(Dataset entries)
PR #324, opened 2024-07-03
chore: fix broken links in headings

dfx-json:
- Update all headings to use `{#heading}` syntax
- Fix broken links where the heading name was changed
- Update docusaurus version to latest


mraszyk (approved):
Thanks you! @dfx-json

Prompt: Work through the records above and count the lines that hold the string "Update". Please give only that figure.

Solution for this task: 2